I just prefer the retro style..XD


I hope that it's possible to delete unwanted messages on one's message board..? 


*Spoiler*: __ 



..warum auch das ADB..?


----------



## Willy Wonka (Aug 24, 2008)

they look pretty good


----------



## Franky (Aug 24, 2008)

ENABLE PROFILE COMMENTS!!!


----------



## Byakuya (Aug 24, 2008)

Whiny little maggots


----------



## Elle (Aug 24, 2008)

Once VM (visitor messaging) is re-enabled, you should be able to delete any/all VMs in your Profile. 

Once the feature to customize your Profile page is enabled, you'll be able to do all sorts of cool stuff ~ example 

I also hope there's a way to enable 'tags' to be created by the Thread creator only (or mods).  It's a very useful search tool, if not ruined by abusers.


----------



## Psallo a Cappella (Aug 24, 2008)

All this is just going to attach me more to this place, more than I need to be.

And I can't figure out how to use half of these gadgets.


----------



## Chee (Aug 24, 2008)

Profile comments back nao.


----------



## C?k (Aug 24, 2008)

They look cool, makes the forum more modern and shit. I don't really see the point in em though, but then again I'm hung over and regretting my night .


----------



## E (Aug 24, 2008)

ok, i'm confused

so is it disabled or what? 

i was in irl for the majority of the day, so i has the right to ask


----------



## Byakuya (Aug 24, 2008)

All the new features have been disabled.

The staff is currently busy discussing which of them should be enabled again etc.


----------



## E (Aug 24, 2008)

i think i can still leave visitor messages lol

and get friend requests


i say keep the tags

 burn evrything else


----------



## Kairi (Aug 24, 2008)

I like Visitor Messages the most aswell as Social Groups and I think they should be back.


While Tags are useful, they are being abused.


----------



## Byakuya (Aug 24, 2008)

Don't bring tags back, but enable profile messages again.


----------



## Sin (Aug 24, 2008)

Mbxx said:


> hmm.. back ? why back ?


The other staff members took the new features down to discuss them.


----------



## Kairi (Aug 24, 2008)

@Mb:
They're gone now. VM's and Social Groups are what had me staying on the computer longer because they were fun. They even had some of my others friends on later because they was majorly fun. Social Groups were fun as well, I liked them alot. 

Tags should only be used by mods/admins. They were being abused way to much =/


----------



## Ricky (Aug 24, 2008)

♥Yachiru-chama♣ said:


> Tags should only be used by mods/admins. They were being abused way to much =/



I don't think mods/admins have the time or the care to add tags to threads. A person who creates a thread should add the appropriate tags to it (their own thread) if they want.


----------



## Kairi (Aug 24, 2008)

caf? said:


> I don't think mods/admins have the time or the care to add tags to threads. A person who creates a thread should add the appropriate tags to it (their own thread) if they want.

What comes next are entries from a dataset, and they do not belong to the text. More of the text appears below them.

PR #2042, opened 2018-06-26
Downtown Buffalo cleanup

yakra:
buffalo256
This reminds me of all the fun I had in Watertown with #7 a couple years back...

## Changes:

**NY5:**
* Complicated route downtown... Couplet:
* Eastbound, from Buffalo Skyway: Church, S Division, Ellicott, Goodell, to Main.
* Westbound, from Main: Pearl, Chippewa, Elmwood, to Buffalo Skyway.
* Changed to just cut the diagonal across the couplet, with a route intersection point at each end.
* [NY16/384](http://www.openstreetmap.org/?lat=42.884015&lon=-78.879690) -> [NY384](http://www.openstreetmap.org/?lat=42.883722&lon=-78.878971):
  - 16 doesn't actually intersect here (see below).
  - Coords tweaked to have a graph connection with NY384.
* `NY266/354` eliminated, folded into `NY384` (was in use by *hoopitypoop* & *keithcavey*). 
* `NY33` left in place; see below.

**NY16:**
* Inaccurate west end; there's no multiplex along NY5/Ellicott to end near NY384.
* The actual terminus is at [Ellicott & S Division](http://www.openstreetmap.org/?lat=42.882328&lon=-78.873119), where eastbound NY5 makes a 90° turn.
* Northbound end: via Swan St & Elicott St, to S Division.
* Southbound beginning: via S Division, Oak, and Seneca.

**NY33:**
* New endpoint: The western terminus is at Ellicott St, eastbound NY5.
* Eastbound beginning via Tupper St.
* Westbound end via Goodell St.
* Normally, the sensible thing to do would be to put a point midway between the two, but what NY5 is doing here gums things up a bit.
* Hence I've fudged the endpoint a bit to meet up with existing `NY NY5 NY33`, and have a graph connection.
* `HamSt` added, for connection to I-190(5).

**NY266:**
* Truncated to `I-190(8)`, which is a small tweak to the existing `VirSt` point.

**NY354:**
* [NY5/266](http://www.openstreetmap.org/?lat=42.886121&lon=-78.875613) moved to [NY5](http://www.openstreetmap.org/?lat=42.885881&lon=-78.871957), at Ellicott St, eastbound NY5.
* `WilSt_E` and `CliSt_W` added to clarify routing.
* `I-190` *(new graph connection!)* and `OgdSt` (to I-90 @ 1) added

**NY384:**
* `NY5/16` +-> `NY5`
* `NiaSq` added, for connections to the beginnings of NY266 and NY354. Think of it as taking the place, graph-wise, of the old `NY5/NY266/NY354` point, only with none of those routes actually connecting here.
* `ChiSt` added, for westbound NY5.
* `EdwSt` added, for connections to/from I-190(8)/NY266 in the west, and NY33 in the east.

## Graph connections:

* **NY16** now has a hanging N end @ EB NY5, while NY5 itself cuts diagonally across the couplet.
* **NY33** now has a graph connection to NY5; no more hanging end.
* **NY266** now has a hanging S end at the end of the I-190(8) interchange. Unavoidable here, as this is in fact the route's end.
* **NY354** now has a hanging W end @ EB NY5, while NY5 itself cuts diagonally across the couplet.

@jteresco, if you'd like to keep the graph connections with NY16 & NY354, I could be convinced to pull a [MA US202](http://forum.travelmapping.net/index.php?topic=2200) and route NY5 along one side (EB) of the couplet. What do you think?


jteresco:
Let's see how the graph looks.  I'd like to keep things connected if they're connected, but don't want to do so at the expense of making the TM side less "good" in some sense.

Your post brings me back to the trouble I had in that area when drafting usany way back.

yakra:
### Now:
buffalo-diag256
---
### "MA US202" style:
buffalo-east256

yakra:
@jteresco, any thoughts as to how you'd like to see this handled? I'm willing to change NY5 to the example shown in the last graph.

jteresco:
It would make sense to me that they should connect.  I just looked in the Traffic Data Report and NY 16 and NY 354 are shown as meeting NY 5.  The "Potential Future" looks good to me.

PR #2081, opened 2018-07-30
Europe changes

si404:


jteresco:
Since I'm traveling and can't easily make fixes if any are needed, I'll wait until the first update after I'm home to pull this one in, unless you've had the chance to run it through the datacheck.sh program.

michihdeu:
I think it's not good that update entries dated 2018-07-20 appear on 2018-08-01. 2 or 3 days are fine but....

S8zam entry is incomplete: "Route extended at west end from"

PR #2082, opened 2018-07-30
LA point requests & shaping points; TN exit & NMP

mapcat:


mapcat:
Data check successful

mapcat:
Thanks...I'll probably wait until close to activation to do a final check with HDX.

Who told you to prove me wrong? 
But its just a suggetion after what was going on with them before. =/


----------



## Psallo a Cappella (Aug 24, 2008)

caf? said:


> I don't think mods/admins have the time or the care to add tags to threads. A person who creates a thread should add the appropriate tags to it (their own thread) if they want.


 
I would definitely agree, if people could act their age and refrain from abusing it. =/ It's just going to cause a mess for the moderators to make sure people aren't just acting like idiots by tagging threads hatefully. Just browsing earlier, it had already happened.


----------



## Cardboard Tube Knight (Aug 24, 2008)

Miss Pulchritudinous said:


> I would definitely agree, if people could act their age and refrain from abusing it. =/ It's just going to cause a mess for the moderators to make sure people aren't just acting like idiots by tagging threads hatefully. Just browsing earlier, it had already happened.



One thing you can bet on is that when given anything they will abuse it, happened with blogs...happens with pretty much everything like this.


----------



## Kiba (Aug 24, 2008)

why everyone has that thing over your avatar were smiley is laughing and throw a lock at it O.o?


----------



## Dante10 (Aug 24, 2008)

Kiba said:


> why every has that thing over your avatar were smiley is laughing and throw a lock at it O.o?



Must be a joke or sumthin


----------



## Psallo a Cappella (Aug 24, 2008)

I love when they change our names like this!  I think it's cute.


----------



## Hodor (Aug 24, 2008)

lol I came here wondering the same thing, it's not just a random thing added in, it's replacing our names there o,o...


----------



## Harley (Aug 24, 2008)

Whats up with my name?


----------



## Cardboard Tube Knight (Aug 24, 2008)

I think its stupid and annoying...the mod staff should really grow up.


----------



## ChidoriCurrent (Aug 24, 2008)

I just logged on and saw this. Umm what's going on?


----------



## Hodor (Aug 24, 2008)

it's certainly not convenient, I can figure out who people are, but it just wastes time..  I'm a little curious how some people avoided it though too.


----------



## Harley (Aug 24, 2008)

This is pretty immature and this new update is lame as well.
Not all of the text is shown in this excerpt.